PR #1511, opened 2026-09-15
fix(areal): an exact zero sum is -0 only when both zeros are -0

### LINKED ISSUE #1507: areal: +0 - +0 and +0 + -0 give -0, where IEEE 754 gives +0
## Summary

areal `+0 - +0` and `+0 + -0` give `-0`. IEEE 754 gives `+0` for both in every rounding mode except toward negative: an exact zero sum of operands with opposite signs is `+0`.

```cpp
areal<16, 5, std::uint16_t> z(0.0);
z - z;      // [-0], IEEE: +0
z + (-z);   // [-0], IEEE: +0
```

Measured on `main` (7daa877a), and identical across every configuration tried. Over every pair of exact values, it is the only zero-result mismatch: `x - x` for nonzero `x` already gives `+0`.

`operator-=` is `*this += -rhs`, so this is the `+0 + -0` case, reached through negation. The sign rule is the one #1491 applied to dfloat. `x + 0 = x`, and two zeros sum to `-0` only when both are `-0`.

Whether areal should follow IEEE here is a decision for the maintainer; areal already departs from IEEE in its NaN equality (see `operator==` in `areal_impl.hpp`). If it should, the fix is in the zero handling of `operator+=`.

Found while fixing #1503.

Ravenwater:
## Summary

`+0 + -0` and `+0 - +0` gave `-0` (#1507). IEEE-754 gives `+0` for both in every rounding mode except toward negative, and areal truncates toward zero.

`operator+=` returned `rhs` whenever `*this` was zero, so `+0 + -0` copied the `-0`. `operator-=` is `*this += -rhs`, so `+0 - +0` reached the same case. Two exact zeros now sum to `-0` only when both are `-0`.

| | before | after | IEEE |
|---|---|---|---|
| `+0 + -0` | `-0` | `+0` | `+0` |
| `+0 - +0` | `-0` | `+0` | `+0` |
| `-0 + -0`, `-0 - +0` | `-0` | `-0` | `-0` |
* * *
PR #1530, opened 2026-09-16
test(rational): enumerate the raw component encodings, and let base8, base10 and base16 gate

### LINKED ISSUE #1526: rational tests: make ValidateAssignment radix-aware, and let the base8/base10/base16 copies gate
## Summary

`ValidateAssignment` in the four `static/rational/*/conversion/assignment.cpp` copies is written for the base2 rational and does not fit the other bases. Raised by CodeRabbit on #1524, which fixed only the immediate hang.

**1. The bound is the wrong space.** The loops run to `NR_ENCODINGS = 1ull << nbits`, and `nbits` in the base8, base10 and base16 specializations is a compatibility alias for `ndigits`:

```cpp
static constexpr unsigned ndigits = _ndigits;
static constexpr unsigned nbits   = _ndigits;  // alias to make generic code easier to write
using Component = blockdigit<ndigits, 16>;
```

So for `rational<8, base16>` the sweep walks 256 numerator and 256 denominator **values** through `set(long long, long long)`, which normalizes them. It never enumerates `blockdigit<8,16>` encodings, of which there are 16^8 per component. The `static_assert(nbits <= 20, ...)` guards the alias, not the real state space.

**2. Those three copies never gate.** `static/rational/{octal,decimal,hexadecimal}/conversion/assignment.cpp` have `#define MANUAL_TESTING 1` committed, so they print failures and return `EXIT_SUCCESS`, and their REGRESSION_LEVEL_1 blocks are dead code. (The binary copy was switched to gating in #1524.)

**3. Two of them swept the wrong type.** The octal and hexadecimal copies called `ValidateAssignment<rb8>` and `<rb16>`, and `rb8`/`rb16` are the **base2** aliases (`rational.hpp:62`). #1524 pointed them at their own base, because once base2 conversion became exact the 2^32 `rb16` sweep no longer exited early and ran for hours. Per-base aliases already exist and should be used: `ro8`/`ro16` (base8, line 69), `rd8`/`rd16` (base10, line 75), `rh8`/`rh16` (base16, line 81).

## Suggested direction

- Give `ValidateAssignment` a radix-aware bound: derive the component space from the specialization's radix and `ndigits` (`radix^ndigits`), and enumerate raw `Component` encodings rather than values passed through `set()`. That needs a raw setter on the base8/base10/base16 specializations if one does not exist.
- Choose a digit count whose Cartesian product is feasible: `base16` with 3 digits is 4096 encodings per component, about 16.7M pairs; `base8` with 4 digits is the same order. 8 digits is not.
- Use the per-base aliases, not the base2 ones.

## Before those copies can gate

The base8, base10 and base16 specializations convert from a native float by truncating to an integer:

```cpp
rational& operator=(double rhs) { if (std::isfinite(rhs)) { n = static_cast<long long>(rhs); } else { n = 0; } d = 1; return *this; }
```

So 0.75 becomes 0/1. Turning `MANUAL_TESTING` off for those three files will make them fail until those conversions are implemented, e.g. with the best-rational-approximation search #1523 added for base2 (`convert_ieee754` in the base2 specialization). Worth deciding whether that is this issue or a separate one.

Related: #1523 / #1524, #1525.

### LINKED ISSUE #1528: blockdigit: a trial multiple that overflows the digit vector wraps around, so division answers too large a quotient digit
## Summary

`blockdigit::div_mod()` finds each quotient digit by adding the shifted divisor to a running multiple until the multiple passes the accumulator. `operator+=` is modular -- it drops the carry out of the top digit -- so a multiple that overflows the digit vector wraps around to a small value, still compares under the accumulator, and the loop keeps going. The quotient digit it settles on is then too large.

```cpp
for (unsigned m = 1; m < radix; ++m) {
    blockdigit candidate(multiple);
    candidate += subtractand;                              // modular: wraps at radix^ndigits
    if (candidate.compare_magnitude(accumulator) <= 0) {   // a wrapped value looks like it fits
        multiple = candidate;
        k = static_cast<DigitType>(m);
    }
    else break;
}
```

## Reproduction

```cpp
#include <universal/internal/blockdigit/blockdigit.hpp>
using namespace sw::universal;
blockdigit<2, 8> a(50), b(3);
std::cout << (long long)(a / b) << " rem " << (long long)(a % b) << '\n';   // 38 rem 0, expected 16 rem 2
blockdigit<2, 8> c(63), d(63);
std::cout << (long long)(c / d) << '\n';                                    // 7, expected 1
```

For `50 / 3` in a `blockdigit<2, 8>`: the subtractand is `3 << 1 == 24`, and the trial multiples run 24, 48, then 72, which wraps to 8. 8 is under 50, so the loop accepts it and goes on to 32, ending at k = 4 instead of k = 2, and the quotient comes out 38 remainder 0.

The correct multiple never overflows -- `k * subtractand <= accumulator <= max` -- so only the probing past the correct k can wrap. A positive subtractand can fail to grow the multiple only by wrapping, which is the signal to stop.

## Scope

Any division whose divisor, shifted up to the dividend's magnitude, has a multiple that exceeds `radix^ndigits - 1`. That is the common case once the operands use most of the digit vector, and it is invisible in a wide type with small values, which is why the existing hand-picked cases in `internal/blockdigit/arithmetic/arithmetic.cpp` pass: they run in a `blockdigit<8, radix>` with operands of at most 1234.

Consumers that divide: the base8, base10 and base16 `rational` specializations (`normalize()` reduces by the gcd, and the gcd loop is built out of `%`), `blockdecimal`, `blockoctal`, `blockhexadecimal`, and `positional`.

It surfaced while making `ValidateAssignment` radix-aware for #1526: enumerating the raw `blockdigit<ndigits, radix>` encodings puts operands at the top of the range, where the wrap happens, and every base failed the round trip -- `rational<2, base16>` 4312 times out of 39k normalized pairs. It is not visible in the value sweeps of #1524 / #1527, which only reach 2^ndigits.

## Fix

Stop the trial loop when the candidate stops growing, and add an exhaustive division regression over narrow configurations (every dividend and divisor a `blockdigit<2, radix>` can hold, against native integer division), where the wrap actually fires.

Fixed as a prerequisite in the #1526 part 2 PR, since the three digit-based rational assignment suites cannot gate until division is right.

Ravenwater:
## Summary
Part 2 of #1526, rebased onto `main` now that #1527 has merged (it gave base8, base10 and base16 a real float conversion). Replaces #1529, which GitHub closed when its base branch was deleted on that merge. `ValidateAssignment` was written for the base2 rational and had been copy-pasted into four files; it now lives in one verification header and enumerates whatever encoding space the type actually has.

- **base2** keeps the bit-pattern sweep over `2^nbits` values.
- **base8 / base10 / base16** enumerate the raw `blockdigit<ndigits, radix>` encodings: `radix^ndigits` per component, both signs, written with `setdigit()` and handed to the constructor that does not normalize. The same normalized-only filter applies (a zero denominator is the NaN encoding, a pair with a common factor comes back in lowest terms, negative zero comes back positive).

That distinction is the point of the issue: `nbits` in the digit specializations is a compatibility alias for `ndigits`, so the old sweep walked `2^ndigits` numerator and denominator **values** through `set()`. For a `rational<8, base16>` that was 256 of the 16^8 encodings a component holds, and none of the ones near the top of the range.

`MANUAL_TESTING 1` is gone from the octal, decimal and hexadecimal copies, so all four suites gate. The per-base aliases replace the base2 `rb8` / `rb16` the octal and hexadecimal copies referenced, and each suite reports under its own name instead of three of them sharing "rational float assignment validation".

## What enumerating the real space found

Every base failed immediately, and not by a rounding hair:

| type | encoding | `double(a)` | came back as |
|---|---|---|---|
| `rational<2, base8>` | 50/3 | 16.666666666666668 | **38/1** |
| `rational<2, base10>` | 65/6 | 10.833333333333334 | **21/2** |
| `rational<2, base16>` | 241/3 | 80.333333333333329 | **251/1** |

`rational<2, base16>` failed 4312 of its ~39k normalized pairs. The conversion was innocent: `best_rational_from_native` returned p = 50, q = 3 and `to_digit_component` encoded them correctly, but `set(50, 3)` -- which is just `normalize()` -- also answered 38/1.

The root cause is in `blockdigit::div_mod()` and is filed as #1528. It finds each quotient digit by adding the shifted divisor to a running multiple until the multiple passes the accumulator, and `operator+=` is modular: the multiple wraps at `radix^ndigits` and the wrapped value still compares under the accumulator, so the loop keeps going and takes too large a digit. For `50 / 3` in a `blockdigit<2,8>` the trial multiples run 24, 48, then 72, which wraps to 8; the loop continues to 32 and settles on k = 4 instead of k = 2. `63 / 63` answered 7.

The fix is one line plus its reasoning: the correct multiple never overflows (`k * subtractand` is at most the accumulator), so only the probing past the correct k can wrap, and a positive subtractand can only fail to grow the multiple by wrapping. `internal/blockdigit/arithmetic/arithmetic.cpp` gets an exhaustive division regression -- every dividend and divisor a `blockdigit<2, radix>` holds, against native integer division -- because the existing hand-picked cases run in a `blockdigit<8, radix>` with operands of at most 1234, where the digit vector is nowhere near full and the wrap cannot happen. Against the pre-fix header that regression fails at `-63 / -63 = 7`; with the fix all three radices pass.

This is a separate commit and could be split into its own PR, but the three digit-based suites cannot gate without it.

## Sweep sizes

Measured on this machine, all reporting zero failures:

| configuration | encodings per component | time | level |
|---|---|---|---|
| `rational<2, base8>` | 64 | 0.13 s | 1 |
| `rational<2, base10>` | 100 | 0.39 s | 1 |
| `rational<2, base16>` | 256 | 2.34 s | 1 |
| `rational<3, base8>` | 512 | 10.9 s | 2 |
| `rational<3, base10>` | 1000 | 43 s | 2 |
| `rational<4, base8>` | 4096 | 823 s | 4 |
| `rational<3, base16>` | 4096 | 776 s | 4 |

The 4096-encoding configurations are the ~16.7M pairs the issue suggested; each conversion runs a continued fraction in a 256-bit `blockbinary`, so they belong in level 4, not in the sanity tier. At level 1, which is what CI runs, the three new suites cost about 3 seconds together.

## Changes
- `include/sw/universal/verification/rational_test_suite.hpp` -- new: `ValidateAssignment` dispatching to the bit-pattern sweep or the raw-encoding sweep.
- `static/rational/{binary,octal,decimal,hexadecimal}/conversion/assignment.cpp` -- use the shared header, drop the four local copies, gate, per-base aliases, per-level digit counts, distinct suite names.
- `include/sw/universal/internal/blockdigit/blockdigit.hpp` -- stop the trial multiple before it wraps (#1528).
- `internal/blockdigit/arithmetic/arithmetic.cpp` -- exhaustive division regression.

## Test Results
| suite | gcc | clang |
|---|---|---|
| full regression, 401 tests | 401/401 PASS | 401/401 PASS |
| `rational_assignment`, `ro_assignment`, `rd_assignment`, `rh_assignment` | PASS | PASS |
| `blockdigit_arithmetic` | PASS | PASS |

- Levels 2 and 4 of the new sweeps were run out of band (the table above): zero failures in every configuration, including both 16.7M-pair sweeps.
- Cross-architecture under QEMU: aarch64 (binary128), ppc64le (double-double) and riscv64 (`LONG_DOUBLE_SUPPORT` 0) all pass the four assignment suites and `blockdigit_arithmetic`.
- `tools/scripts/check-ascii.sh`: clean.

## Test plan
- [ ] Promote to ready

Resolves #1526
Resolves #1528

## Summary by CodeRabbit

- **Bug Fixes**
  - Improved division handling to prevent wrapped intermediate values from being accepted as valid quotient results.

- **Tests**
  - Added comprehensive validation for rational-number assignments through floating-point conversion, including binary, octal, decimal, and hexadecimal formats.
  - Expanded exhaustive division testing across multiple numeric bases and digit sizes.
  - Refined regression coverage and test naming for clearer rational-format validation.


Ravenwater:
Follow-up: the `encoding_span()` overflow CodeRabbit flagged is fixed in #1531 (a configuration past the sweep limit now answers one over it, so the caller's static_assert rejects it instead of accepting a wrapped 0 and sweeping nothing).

■ **About this exercise**
Using the listing above, locate the lines that hold "sizes" and copy each one.

■ **Response**
## Sweep sizes
  - Expanded exhaustive division testing across multiple numeric bases and digit sizes.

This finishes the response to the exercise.